The table shows prediction results of different PTS1 prediction servers (see COMPARISON TO OTHER PTS1 PROTEIN PREDICTION SERVERS) for 10 experimentally verified peroxisomal proteins from Arabidopsis thaliana. The full-length Arabidopsis sequences were submitted to the corresponding websites in April 2012. The fourth column indicates the experimental targeting result either for 10-aa peroxisome targeting domain (PTD) constructs or full-length proteins (FLP) as described previously (Lingner et al., 2011).

The prediction by PredPlantPTS1 is presently limited to single sequences. However, PTS1 predictions for multiple sequences and whole genomes can be provided by the authors upon request.
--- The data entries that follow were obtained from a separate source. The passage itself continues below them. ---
PR #1079, opened 2022-07-01
Add MAGMA patches fixing LU factorization

IvanYashchuk:
These patches should `fix` https://github.com/pytorch/pytorch/issues/70111 and https://github.com/pytorch/pytorch/issues/57482. However, the failure in these issues is observed only on Windows CI (I think it's GPU dependent, not OS) and this package is only for Linux. I saw these failures on Linux on P100 (`getrf_shfl.patch`) and V100 (`getrf_nbparam.patch`) GPUs.

What would be the procedure for updating the MAGMA lib that's used in Windows CI?

### DIFF
--- a/magma/package_files/meta.yaml
+++ b/magma/package_files/meta.yaml
@@ -11,7 +11,7 @@ source:
      - getrf_nbparam.patch  # fixes "too many resources requested for launch" error
 
 build:
-  number: 0
+  number: 1
   script_env:
     - DESIRED_CUDA
     - CUDA_ARCH_LIST
--- a/magma/package_files/meta.yaml
+++ b/magma/package_files/meta.yaml
@@ -7,6 +7,8 @@ source:
    patches:
      - cmakelists.patch
      - thread_queue.patch
+     - getrf_shfl.patch  # incorrect results for <7.0 arch
+     - getrf_nbparam.patch  # fixes "too many resources requested for launch" error
 
 build:
   number: 0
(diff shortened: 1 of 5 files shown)


atalman (approved):

magma/package_files/meta.yaml
```diff
@@ -7,6 +7,8 @@ source:
    patches:
      - cmakelists.patch
      - thread_queue.patch
+     - getrf_shfl.patch  # incorrect results for <7.0 arch
+     - getrf_nbparam.patch  # fixes "too many resources requested for launch" error
 
 build:
   number: 0
```
IvanYashchuk, line 14: This has to be bumped before merging.

IvanYashchuk: Done.

IvanYashchuk:
Rebuild for Linux will be triggered automatically after the merge, right?
https://github.com/pytorch/builder/blob/main/.github/workflows/build-magma-linux.yml

atalman:
> Rebuild for Linux will be triggered automatically after the merge, right? https://github.com/pytorch/builder/blob/main/.github/workflows/build-magma-linux.yml

 Does not look like it will, could you please add
```
magma/package_files/*
```

To path: in both places
 https://github.com/pytorch/builder/blob/main/.github/workflows/build-magma-linux.yml#L10
and  
https://github.com/pytorch/builder/blob/main/.github/workflows/build-magma-linux.yml#L15

we should then see the workflows running in this PR before merging, and then merge on green

IvanYashchuk:
@atalman, could you please approve running workflows?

Ambiguous predictions: Computational validation by PTS1 prediction of putative orthologs

In case of protein sequences carrying non-canonical plant PTS1 tripeptides and ambiguous PTS1 protein prediction scores close to the threshold and posterior probabilities around 50%, the predictions can be often strengthened or falsified by relatively straightforward additional bioinformatic analyses. The underlying concept is the following: if one unknown protein is targeted to peroxisomes by the PTS1 pathway in one plant species, then all its orthologs are generally targeted to peroxisomes by the PTS1 pathway as well (Reumann et al., 2004; Lingner et al., 2012). Hence, by identifying putatively orthologous proteins in the protein database for one specific putative PTS1 protein of interest and analyzing the C-termini of these sequences for the presence of PTS1 tripeptides and PTS1 protein targeting prediction using PredPlantPTS1, additional data can often be obtained that further raise the probability for peroxisome targeting.

We applied this approach to two example sequences from different plant species. The first ambiguous protein is a small unknown protein from Populus trichocarpa (XP_002313892, 132 aa), which terminates with KVSDEQLALLLIKL> and is given a total PWM prediction score of 0.293 below threshold. The standard posterior probability is 3.7% predicting non-peroxisomal localization, and the balanced posterior probability is 76.4% predicting a PTS1 protein. IKL> had been characterized as a functional but non-canonical PTS1 tripeptides for one Arabidopsis protein (At3g44830.1, LCAT, RMSERISIKL>, Table 1) by in vivo subcellular targeting analysis (Lingner et al., 2011).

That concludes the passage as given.